* Your assignment *
In the material below, find the line that contains "PR #3264, opened 2020-11-11" and the line that contains "## Checklist", then write out exactly those two lines and everything between them.

"""

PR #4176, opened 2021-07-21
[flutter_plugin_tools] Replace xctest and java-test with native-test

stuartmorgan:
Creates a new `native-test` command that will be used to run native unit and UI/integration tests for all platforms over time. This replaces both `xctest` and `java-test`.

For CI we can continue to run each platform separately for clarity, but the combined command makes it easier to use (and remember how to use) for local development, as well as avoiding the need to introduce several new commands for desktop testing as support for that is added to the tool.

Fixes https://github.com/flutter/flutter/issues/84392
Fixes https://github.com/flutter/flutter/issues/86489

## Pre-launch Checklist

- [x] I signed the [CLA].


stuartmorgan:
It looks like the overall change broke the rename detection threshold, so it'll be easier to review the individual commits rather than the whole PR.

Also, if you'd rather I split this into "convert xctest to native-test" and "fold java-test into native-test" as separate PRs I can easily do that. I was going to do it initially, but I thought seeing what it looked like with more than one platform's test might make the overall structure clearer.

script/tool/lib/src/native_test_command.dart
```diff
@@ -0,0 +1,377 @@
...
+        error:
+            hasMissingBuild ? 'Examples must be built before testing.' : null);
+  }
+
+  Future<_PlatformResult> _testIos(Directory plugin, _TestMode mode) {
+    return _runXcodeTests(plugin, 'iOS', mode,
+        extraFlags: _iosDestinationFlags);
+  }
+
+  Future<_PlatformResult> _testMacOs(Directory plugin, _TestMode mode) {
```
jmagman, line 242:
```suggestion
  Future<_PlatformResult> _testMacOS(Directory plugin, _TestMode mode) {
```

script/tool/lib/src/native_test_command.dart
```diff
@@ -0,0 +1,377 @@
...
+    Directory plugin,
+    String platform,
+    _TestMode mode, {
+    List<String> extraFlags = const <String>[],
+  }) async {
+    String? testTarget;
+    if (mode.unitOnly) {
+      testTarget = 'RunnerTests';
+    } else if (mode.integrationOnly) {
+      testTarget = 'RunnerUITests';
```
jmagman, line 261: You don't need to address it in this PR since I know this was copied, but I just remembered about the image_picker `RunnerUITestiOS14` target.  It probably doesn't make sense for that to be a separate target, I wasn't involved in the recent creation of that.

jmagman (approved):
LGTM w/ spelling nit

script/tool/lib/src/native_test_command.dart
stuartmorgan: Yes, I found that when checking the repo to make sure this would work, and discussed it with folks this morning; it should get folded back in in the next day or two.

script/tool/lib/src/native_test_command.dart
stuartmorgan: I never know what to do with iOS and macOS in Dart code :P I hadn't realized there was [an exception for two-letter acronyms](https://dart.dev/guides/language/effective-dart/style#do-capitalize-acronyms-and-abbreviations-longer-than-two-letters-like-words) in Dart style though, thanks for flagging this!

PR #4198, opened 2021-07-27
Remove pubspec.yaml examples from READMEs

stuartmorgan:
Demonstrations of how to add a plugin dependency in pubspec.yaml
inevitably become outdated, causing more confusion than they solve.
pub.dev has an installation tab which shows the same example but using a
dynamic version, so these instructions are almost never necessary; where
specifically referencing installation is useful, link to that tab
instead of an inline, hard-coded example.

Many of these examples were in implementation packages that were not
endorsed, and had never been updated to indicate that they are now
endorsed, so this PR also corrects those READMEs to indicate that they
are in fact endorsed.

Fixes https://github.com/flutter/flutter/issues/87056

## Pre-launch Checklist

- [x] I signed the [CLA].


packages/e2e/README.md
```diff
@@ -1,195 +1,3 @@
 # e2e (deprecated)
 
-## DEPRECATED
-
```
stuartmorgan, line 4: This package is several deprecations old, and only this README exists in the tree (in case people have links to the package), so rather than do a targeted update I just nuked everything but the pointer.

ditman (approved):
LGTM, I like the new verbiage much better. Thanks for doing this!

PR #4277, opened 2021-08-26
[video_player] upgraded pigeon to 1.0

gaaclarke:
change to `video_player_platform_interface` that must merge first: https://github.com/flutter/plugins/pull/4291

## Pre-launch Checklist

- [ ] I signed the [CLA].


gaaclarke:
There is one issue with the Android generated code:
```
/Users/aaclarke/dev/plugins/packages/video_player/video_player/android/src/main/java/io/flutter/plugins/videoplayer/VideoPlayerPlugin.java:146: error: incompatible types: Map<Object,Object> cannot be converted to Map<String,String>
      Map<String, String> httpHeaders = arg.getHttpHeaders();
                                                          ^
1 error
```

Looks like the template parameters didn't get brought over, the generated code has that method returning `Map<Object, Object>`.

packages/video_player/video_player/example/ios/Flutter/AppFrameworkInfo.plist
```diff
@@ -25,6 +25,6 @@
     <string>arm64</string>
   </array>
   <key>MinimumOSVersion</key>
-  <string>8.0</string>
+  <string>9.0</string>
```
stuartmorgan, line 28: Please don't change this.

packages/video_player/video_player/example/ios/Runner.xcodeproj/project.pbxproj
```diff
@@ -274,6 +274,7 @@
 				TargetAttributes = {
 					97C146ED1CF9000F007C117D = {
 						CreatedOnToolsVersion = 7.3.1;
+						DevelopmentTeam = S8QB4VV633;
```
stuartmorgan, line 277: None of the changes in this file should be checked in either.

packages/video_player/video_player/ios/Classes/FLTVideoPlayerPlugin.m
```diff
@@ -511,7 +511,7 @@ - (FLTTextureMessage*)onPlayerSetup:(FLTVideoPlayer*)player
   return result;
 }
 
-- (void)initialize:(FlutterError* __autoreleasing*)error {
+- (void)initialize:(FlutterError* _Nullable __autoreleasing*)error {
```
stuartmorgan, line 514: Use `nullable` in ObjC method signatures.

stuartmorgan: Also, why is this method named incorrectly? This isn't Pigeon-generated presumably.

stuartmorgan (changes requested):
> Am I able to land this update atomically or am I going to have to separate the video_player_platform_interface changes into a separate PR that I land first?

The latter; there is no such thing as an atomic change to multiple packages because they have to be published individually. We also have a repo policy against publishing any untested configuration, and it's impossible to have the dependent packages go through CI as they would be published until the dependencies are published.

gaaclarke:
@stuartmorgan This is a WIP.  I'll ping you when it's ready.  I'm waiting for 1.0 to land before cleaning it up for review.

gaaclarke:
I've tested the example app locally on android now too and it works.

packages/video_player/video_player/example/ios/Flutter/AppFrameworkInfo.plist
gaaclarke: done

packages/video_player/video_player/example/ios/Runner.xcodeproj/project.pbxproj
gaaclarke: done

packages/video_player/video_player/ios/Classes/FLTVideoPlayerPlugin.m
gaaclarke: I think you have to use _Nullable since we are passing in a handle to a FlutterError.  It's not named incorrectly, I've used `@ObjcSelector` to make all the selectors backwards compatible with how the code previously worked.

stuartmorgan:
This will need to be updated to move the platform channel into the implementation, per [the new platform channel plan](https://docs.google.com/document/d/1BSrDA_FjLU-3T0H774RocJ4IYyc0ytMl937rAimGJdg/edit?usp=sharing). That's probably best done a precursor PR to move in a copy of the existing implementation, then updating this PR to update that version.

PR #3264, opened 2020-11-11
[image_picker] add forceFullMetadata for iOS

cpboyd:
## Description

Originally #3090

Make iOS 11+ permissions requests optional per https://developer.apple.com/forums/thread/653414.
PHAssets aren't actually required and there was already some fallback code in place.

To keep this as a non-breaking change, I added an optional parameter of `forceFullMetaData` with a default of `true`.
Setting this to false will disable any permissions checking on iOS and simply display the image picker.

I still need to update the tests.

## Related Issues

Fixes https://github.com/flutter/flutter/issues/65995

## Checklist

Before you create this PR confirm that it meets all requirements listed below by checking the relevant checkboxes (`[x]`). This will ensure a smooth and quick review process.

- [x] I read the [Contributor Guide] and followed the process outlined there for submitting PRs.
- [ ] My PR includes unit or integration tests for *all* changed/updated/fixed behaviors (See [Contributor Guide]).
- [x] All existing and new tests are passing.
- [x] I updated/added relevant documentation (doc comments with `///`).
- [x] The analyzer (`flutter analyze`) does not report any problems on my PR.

"""

* Solution to this problem *
PR #3264, opened 2020-11-11
[image_picker] add forceFullMetadata for iOS

cpboyd:
## Description

Originally #3090

Make iOS 11+ permissions requests optional per https://developer.apple.com/forums/thread/653414.
PHAssets aren't actually required and there was already some fallback code in place.

To keep this as a non-breaking change, I added an optional parameter of `forceFullMetaData` with a default of `true`.
Setting this to false will disable any permissions checking on iOS and simply display the image picker.

I still need to update the tests.

## Related Issues

Fixes https://github.com/flutter/flutter/issues/65995

## Checklist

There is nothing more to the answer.